JUDICALIZING EVERYTHING? THE CLASH OF CONSTITUTIONALISMS IN CANADA, NEW ZEALAND, AND THE UNITED KINGDOM, by Mark S. Harding. Toronto: University of Toronto Press, 2022. 181 pp. Cloth $39.95. ISBN 9781487528485. Ebook $42.95. ISBN: 9781487528508.
Reviewed by Christopher Manfredi. Department of Political Science. McGill University. Email: christopher.manfredi@mcgill.ca.
Mark Harding has written a short and readable book that applies a comparative lens to two separate debates within the literature on judicial politics and constitutionalism. The first debate, which occupies most of Harding’s analysis, is that between political and legal constitutionalism. The central question of this debate is whether rights are better protected by political institutions (political constitutionalism) or through development and application by the judiciary (legal constitutionalism). The second debate is between liberal and post-liberal constitutionalism, with the former conceptualizing constitutional rules as largely protecting individuals from government overreach, and the latter understanding constitutions as imposing positive obligations on government to regulate the private sphere to achieve a broader conception of liberty. Harding’s book examines how these debates have played out within the final appellate courts of Canada, New Zealand, and the United Kingdom.
In the interest of full disclosure, I should recognize my own biases at the outset of this review. My scholarship places me squarely in the camp of political constitutionalists who support liberal constitutionalism. However, in the context of the Westminster parliamentary systems that are the subject of Harding’s book, this positioning should not be misunderstood as nostalgia for a bygone era of parliamentary supremacy. Canada’s 1982 constitution clearly replaced parliamentary supremacy with constitutional supremacy. In my view, the debate between political and legal constitutionalism in Canada is not about preserving parliamentary supremacy (as it might be in New Zealand or the United Kingdom), it is about identifying the appropriate institutional locus for constitutional interpretation. Legal constitutionalism places this locus clearly in the courts to the extent that the judiciary enjoys a monopoly on constitutional interpretation, especially with respect to rights. A post-1982 Canadian political constitutionalist recognizes a new critical role for judicial review but also recognizes a coordinate role for political institutions in constructing constitutional meaning.

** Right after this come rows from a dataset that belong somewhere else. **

PR #9369, opened 2015-08-10
Fix for #9317, #9353 version 2

creocoder:


creocoder:
Re #9317, #9353

samdark:
Not sure it's a good idea. How could I figure out that I haven't configured manager instead of not having access?

creocoder:
There is lot of situations when you do not want configure `authManager`. I'm sure fix is 100% correct.

creocoder:
There is same situation like with `cache` component. Not configured === no cache.

samdark:
OK. Makes sense since defaults are strict.

dynasource:
shouldnt $application->get('i18n') do the same then? Not configured, no translation?

klimov-paul:
Fix seems to be correct, since 'authManager' component is not mandatory for the application:
https://github.com/yiisoft/yii2/blob/master/framework/base/Application.php#L591
Compare with 'urlManager' for instance:
https://github.com/yiisoft/yii2/blob/master/framework/base/Application.php#L563

creocoder:
@dynasource 

> shouldnt $application->get('i18n') do the same then? Not configured, no translation?

Its already works like that.

@samdark , @klimov-paul If everything ok, i suggest to merge.

dynasource:
To sum up my confusion:

I was trying to see the logic in these components https://github.com/yiisoft/yii2/blob/master/framework/base/Application.php.

I saw $app->i18n in corecomponents:
```php
    public function coreComponents()
    {
        return [
            'log' => ['class' => 'yii\log\Dispatcher'],
            'view' => ['class' => 'yii\web\View'],
            'formatter' => ['class' => 'yii\i18n\Formatter'],
            'i18n' => ['class' => 'yii\i18n\I18N'],
            'mailer' => ['class' => 'yii\swiftmailer\Mailer'],
            'urlManager' => ['class' => 'yii\web\UrlManager'],
            'assetManager' => ['class' => 'yii\web\AssetManager'],
            'security' => ['class' => 'yii\base\Security'],
        ];
    }
```

 but I didnt see $app->db over there. Still, both have the same syntax:
```php
  public function getDb()
    {
        return $this->get('db');
    }
    public function getI18n()
    {
        return $this->get('i18n');
    }
```

Therefore I thought the logic was not inside the corecomponents/mandotory part. But now you say it is, I dont (yet) understand why a DB is mandatory.

creocoder:
@dynasource `Db` is not mandatory, but it obvious that it should throw error when you try access it and its not configured. There is 3 situations:

1) component which you try to acess throw error when not configured (e.g. db)
2) component which have default configuration
3) component which will be null (**FROM LOT OF PRACTICAL REASONS**) when not configured (e,g. cache, authManager)

dynasource:
I see. Thanx

samdark:
Thanks!

PR #9374, opened 2015-08-10
Prevent AR in migrations by default

TriAnMan:
Prohibit usage of an ActiveRecord in migrations by default.
AR in migrations leads in future to broken migrations, indulges a hard-to-predict behavior of a migration in case of `ActiveRecord::beforeSave()` events.

### DIFF
--- a/framework/console/controllers/BaseMigrateController.php
+++ b/framework/console/controllers/BaseMigrateController.php
@@ -8,8 +8,11 @@
 namespace yii\console\controllers;
 
 use Yii;
+use yii\base\Event;
 use yii\console\Exception;
 use yii\console\Controller;
+use yii\db\ActiveQuery;
+use yii\db\BaseActiveRecord;
 use yii\helpers\Console;
 use yii\helpers\FileHelper;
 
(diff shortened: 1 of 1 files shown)


klimov-paul:
Although ActiveRecord usage inside the mogation is a bad practice - it is up to developer to choose if he/she wants to use it or not.
There should not be any explicit restrictions on this.

TriAnMan:
Ok, but this patch allows developer to choose his strategy. He can enable AR for single migration.
But as I see in the real world everyone is using the most straightforward way to do something. So AR is very straightforward to be used in the migrations but its long time effects are not so obvious but are deadly. And you can face them when you can't change anything. Then you have to deal with SQL dumps. Migrations become nonworking at all.

I think the framework should lead developers to right ways even this ways are not so comfortable at the beginning.

cebe:
this is a documentation issue then. We can add a note to the docs about it.

TriAnMan:
@cebe You are right from some point of view. But in a "real world" everybody ignores restrictions of the documentation. Only the code that will fail or can't be used in a wrong way can prevent somebody from "shooting himself".

cebe:
We are not here to tell users what to do and force our opinion on them by adding code that is only ther to prevent some usage. Yii is a flexible tool that can be used in different ways even in some that we do not see yet or did not make it to be used in. If someone wants to "shoot himself" he is free to do so. The only thing we can do is warn about possible problems in the docs. If you don't read the docs that is not our problem.

TriAnMan:
We can do this patch less restrictive by setting `$prohibitActiveRecord = false` by default and providing a comprehensive documentation note about importance of changing it to `true` and set it to `true` in example apps configs.

cebe:
If in a dev team "everybody ignores restrictions of the documentation" that is a problem of that team and should not be fixed by code in yii.

dynasource:
I think this is overcomplicating things and making Yii less flexible. If I want to access ActiveRecord in a migration, I might well have a very good reason for it. Why letting Yii2 decide not to do it.

TriAnMan:
"Everybody lies" (c) House MD
"Everybody ignores the doc" (c) proverb

TriAnMan:
@cebe @klimov-paul what do you think about less restrictive patch I've proposed:
> We can do this patch less restrictive by setting `$prohibitActiveRecord = false` by default and providing a comprehensive documentation note about importance of changing it to `true` and set it to `true` in example apps configs.

cebe:
@TriAnMan you can apply this in your project if you feel the need for it. Such restrictions do not fit with yii philosophy.

cebe:
added a note to the docs,.

TriAnMan:
@cebe
> you can apply this in your project
 have already done that. (:

Nice note you wrote. Can't formulate this idea better. (:

cebe:
thanks :)

dynasource:
definately. This sentence makes me doubt you're actually German:
>  who's nature is to stay constant forever, application logic is subject to change

PR #9375, opened 2015-08-10
Refresh a DB schema cache after any db manipulations

TriAnMan:
This patch will help with DB cache invalidation after any migrations were applied.


klimov-paul:
Migration already resets schema before being applied.
Why such change is needed?

TriAnMan:
Ok, sorry.
I'm using 2.0.2 and there is no schema reset into `Migration::init()`.

PR #9380, opened 2015-08-11
use binary save string comparison

cornernote:


cebe:
can you explain what this change is for? What problem are you trying to solve?

cornernote:
I want to check for dirty attributes and some of my attributes are gzcompressed.  It tells me the data is changed, although its the same.

cebe:
can you provide a unit test for this? Or some example PHP code to reproduce the issue?

cornernote:
I just realised it causes issues.  It also needs to check that the attribute is in fact a string.

I'll make some tweaks, and provide a unit test.

dynasource:
there are some caveats as you can see at php.net
http://php.net/manual/en/function.strcmp.php#108563

cornernote:
While creating the test to prove my point I found that the `!==` operator works fine and the issue was somewhere else in my code.

Sorry for being hasty about this and not providing tests to begin with.

PR #9389, opened 2015-08-12
Fix problem, that Application::getUser can return null

dkushnikov:


samdark:
How to reproduce the problem?

dkushnikov:
You may override getUser or coreComponents methods in your own Application (based on yii\web\Application).

samdark:
Thanks!

PR #10241, opened 2015-11-24
Fix phpdocs and small bug

pana1990:
Fix small bug, fields need be array by default beacuse yii parse string to array only if option is array by default (https://github.com/yiisoft/yii2/blob/master/framework/console/Controller.php#L84).

I fix test too, sorry for my mistake

### DIFF
--- a/framework/console/controllers/BaseMigrateController.php
+++ b/framework/console/controllers/BaseMigrateController.php
@@ -45,10 +45,10 @@ abstract class BaseMigrateController extends Controller
      * @var array a set of template paths for generating migration code automatically.
      *
      * The key is the template type, the value is a path or the alias. Supported types are:
-     * - `create`: table creating template
-     * - `drop`: table dropping template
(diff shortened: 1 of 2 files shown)


SilverFire:
Merged. Thank you!

pana1990:
@SilverFire why do you  know test fail with hhvm? i dont understand.

SilverFire:
Because of 1-second lag and missing `body` https://travis-ci.org/yiisoft/yii2/jobs/93006055#L220

When I checked the HHVM test fail I didn't see the missing `body` option. I'm not sure why this happens in HHVM only :thought_balloon:

pana1990:
It is a strange behavior. i will check with hhvm in local.

pana1990:
@SilverFire  i think regular expression was wrong. check my pr https://github.com/yiisoft/yii2/pull/10248

SilverFire:
Thank you, merged

PR #10244, opened 2015-11-25
Fixes #8329: Added support of options for `message` console command

### LINKED ISSUE #8329: Enh: extract messages for specified language

samdark:
Replaces https://github.com/yiisoft/yii2/pull/8739


samdark:
@yiisoft/core-developers need review. Especially:

- `framework/console/Controller.php`.
- `framework/console/controllers/MessageController.php`.

framework/console/controllers/MessageController.php
```diff
@@ -78,22 +245,25 @@ public function actionConfig($filePath)
      * this file and then customize it for your needs.
      * @throws Exception on failure.
      */
-    public function actionExtract($configFile)
+    public function actionExtract($configFile = null)
```
SilverFire: Signature changed. Should be mentioned in UPGRADE.md

SilverFire: Also we need to update to the PHPDoc and describe behavior in case when `$configFile` is null

SilverFire:
Looks great.
I'm not sure whether we need to add `@since` everywhere :)

framework/console/controllers/MessageController.php
samdark: No need to do it since console output would tell you what's wrong in this case.

PR #10248, opened 2015-11-25
Fix test for migration

pana1990:
@SilverFire it pass all tests now, the error was in regular expression and olds migrations (now i call tearDownMigrationPath in parseName method to avoid this one).


SilverFire:
Merged! Thank you!

PR #10249, opened 2015-11-25
Fix methods references

arturf:
And one small question.  
`encryptByKey` returns value that not ready to store in db. I use base64 encode/decode, but maybe exist some other way? Thanks.


SilverFire:
Thank you!

PR #10258, opened 2015-11-26
Change ServiceLocator::_components and _definitions to protected

derekisbusy:


cebe:
please elaborat in detail why you think this change is needed.

derekisbusy:
So that I can override the get() method in my module without also having to override all the other methods that use _components and _definitions. I guess there's only a few other methods so not too important.

cebe:
how would you override get()?

derekisbusy:
I'm extending the Module class and implementing ArrayAccess so that the module will return different components depending on the offset accessed. In this case I'm using it for a user module where the components differ depending on the user type.

```php
$module[User::TYPE_VENDOR]->layouts;
// would return a different component configuration
$module[User::TYPE_CUSTOMER]->layouts;
```

```php

    public function get($id, $throwException = true, $key = null)
    {
        if ($key !== null) {
            if (is_object($this->{$this->_containerName}[$key][$id]) && !$this->{$this->_containerName}[$key][$id] instanceof Closure) {
                return $this->{$this->_containerName}[$key][$id];
            } elseif ($key == $this->getCurrent() && isset($this->_components[$id])) {
                return isset($this->_components[$id]);
            } else {
                $config = [];
                // default definitions
                if (isset($this->_defaults[$id])) {
                    $config = $this->_defaults[$id];
                }
                // config components
                if (isset($this->_config[$id])) {
                    $config = array_replace_recursive($config, $this->_config[$id]);
                }
                // module types
                if (isset($this->{$this->_containerName}[$key][$id])) {
                    $config = array_replace_recursive($config, $this->{$this->_containerName}[$key][$id]);
                }
                if (!empty($config)) {
                    $this->set($id, $config);
                    return $this->{$this->_containerName}[$key][$id] = Yii::createObject($config);
                }
            }
        }
        return parent::get($id, $throwException);
    }
```

cebe:
You could make `$module[User::TYPE_CUSTOMER]` return a different service locator than `$module[User::TYPE_VENDOR]`. That would be a better solution imo.

PR #10263, opened 2015-11-26
Add testValidateTargetClass for reproduce the bug.

githubjeka:
When IDs targetClass & model(not new)  is same then unique validator passed

### DIFF
--- a/tests/framework/validators/UniqueValidatorTest.php
+++ b/tests/framework/validators/UniqueValidatorTest.php
@@ -5,6 +5,8 @@ namespace yiiunit\framework\validators;
 use yii\validators\UniqueValidator;
 use Yii;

It should also be noted that, although legal constitutionalism has become the dominant perspective among post-liberal constitutionalists in Canada, this was not always the case. Indeed, many of the early critics of entrenching rights in the Canadian constitution—like Andrew Petter, Allan Hutchinson, and Michael Mandel—were post-liberal constitutionalists highly sceptical of legal constitutionalism (Hutchinson and Petter 1988, Mandel 1989). They saw political institutions as the principal source of progressive social and economic policies, and courts as the principal obstacle to those policies. Their position was grounded in the U.S. experience, where the U.S. Supreme Court’s progressive record was relatively short, spanning a 20-year period from Brown v. Bd. of Ed. (1954) to Roe v. Wade (1973). It also found support in early Canadian Charter of Rights cases, especially involving organized labour. Whether the post-liberal orientation of Canadian legal constitutionalism is now permanent is an open question.